Task details:
Please transcribe exactly, and only, the lines of the data below between the line holding "Issue #32, opened 2016-09-25" and the line holding "Addresses several issues", inclusive.
>>>>
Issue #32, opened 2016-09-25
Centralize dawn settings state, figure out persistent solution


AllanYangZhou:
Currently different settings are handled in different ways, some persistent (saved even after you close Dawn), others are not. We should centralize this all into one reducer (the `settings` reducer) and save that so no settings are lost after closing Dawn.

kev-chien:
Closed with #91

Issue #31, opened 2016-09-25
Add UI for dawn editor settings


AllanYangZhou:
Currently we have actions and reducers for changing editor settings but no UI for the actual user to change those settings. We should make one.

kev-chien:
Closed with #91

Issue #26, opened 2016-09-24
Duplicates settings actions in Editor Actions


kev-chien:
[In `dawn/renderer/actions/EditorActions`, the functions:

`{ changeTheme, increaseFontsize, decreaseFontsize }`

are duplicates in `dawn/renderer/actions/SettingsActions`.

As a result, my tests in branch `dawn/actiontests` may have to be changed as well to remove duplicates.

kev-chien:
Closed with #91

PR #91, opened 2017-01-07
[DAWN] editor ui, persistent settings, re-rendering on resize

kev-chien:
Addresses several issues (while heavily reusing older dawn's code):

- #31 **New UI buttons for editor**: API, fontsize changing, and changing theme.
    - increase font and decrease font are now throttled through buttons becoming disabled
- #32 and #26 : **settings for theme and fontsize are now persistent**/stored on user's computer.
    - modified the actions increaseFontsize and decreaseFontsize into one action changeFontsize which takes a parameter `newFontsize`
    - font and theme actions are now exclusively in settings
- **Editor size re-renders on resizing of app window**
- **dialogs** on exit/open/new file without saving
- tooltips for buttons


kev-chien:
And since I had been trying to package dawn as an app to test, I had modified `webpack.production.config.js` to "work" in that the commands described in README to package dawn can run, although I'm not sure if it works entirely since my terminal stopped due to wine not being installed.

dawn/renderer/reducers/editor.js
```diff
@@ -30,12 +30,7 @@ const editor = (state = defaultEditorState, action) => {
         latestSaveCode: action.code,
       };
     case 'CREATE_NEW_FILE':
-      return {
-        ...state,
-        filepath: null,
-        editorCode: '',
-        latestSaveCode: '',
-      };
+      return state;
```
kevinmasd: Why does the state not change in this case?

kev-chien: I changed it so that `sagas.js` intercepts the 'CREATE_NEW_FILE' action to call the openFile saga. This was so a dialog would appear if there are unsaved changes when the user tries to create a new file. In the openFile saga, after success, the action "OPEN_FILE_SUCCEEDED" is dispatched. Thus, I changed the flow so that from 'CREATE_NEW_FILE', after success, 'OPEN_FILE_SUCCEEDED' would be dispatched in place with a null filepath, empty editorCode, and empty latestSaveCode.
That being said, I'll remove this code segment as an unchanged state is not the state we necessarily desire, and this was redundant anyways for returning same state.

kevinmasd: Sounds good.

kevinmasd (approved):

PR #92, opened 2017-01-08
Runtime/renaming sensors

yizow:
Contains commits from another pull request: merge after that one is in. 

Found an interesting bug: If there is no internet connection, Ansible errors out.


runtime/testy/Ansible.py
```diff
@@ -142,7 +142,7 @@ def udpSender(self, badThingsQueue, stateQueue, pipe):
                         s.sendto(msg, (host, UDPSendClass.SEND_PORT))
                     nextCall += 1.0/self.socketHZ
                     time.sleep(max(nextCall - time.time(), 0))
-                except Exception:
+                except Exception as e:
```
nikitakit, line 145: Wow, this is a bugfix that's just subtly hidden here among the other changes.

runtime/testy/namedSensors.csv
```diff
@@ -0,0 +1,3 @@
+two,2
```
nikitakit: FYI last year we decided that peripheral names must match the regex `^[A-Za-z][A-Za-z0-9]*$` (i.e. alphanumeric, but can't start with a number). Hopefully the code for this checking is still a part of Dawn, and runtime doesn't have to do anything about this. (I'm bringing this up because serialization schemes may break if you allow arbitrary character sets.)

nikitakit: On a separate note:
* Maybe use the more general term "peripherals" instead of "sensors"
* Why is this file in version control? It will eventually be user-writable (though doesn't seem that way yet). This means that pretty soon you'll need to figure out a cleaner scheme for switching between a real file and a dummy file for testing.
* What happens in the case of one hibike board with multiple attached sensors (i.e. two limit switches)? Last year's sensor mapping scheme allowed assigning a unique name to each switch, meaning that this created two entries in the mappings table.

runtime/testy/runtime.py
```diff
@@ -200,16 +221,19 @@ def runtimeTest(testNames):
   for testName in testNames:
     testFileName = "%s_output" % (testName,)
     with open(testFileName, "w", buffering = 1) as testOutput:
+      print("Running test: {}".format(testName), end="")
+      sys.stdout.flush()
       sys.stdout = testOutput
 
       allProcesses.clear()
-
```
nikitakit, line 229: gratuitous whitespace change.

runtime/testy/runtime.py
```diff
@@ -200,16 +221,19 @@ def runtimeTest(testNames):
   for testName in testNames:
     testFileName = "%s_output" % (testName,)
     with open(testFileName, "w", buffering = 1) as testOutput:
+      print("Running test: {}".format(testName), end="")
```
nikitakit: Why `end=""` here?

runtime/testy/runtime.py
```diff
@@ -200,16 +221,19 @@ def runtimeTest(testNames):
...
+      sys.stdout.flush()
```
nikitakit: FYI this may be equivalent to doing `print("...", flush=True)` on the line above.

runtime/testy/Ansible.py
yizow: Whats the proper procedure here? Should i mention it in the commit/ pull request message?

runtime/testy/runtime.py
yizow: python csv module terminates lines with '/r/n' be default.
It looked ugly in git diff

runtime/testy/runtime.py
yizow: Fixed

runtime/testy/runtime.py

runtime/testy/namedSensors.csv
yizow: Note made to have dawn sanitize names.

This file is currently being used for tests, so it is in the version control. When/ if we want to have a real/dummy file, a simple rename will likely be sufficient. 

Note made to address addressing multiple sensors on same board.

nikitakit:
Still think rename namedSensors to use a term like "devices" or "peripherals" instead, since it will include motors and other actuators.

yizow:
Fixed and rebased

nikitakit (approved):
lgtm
<<<<
>>>>
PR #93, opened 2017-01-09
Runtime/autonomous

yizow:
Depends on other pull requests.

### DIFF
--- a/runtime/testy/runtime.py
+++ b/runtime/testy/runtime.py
<<<<
Solution below:
Issue #32, opened 2016-09-25
Centralize dawn settings state, figure out persistent solution


AllanYangZhou:
Currently different settings are handled in different ways, some persistent (saved even after you close Dawn), others are not. We should centralize this all into one reducer (the `settings` reducer) and save that so no settings are lost after closing Dawn.

kev-chien:
Closed with #91

Issue #31, opened 2016-09-25
Add UI for dawn editor settings


AllanYangZhou:
Currently we have actions and reducers for changing editor settings but no UI for the actual user to change those settings. We should make one.

kev-chien:
Closed with #91

Issue #26, opened 2016-09-24
Duplicates settings actions in Editor Actions


kev-chien:
[In `dawn/renderer/actions/EditorActions`, the functions:

`{ changeTheme, increaseFontsize, decreaseFontsize }`

are duplicates in `dawn/renderer/actions/SettingsActions`.

As a result, my tests in branch `dawn/actiontests` may have to be changed as well to remove duplicates.

kev-chien:
Closed with #91

PR #91, opened 2017-01-07
[DAWN] editor ui, persistent settings, re-rendering on resize

kev-chien:
Addresses several issues (while heavily reusing older dawn's code):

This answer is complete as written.